Where does the word "state" show up in the records? Copy every line that has it.
------------------------------------------------
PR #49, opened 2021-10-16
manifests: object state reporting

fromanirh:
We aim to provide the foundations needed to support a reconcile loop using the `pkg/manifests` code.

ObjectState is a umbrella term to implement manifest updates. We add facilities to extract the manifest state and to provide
------------------------------------------------
**Exercise answer:**
manifests: object state reporting
ObjectState is a umbrella term to implement manifest updates. We add facilities to extract the manifest state and to provide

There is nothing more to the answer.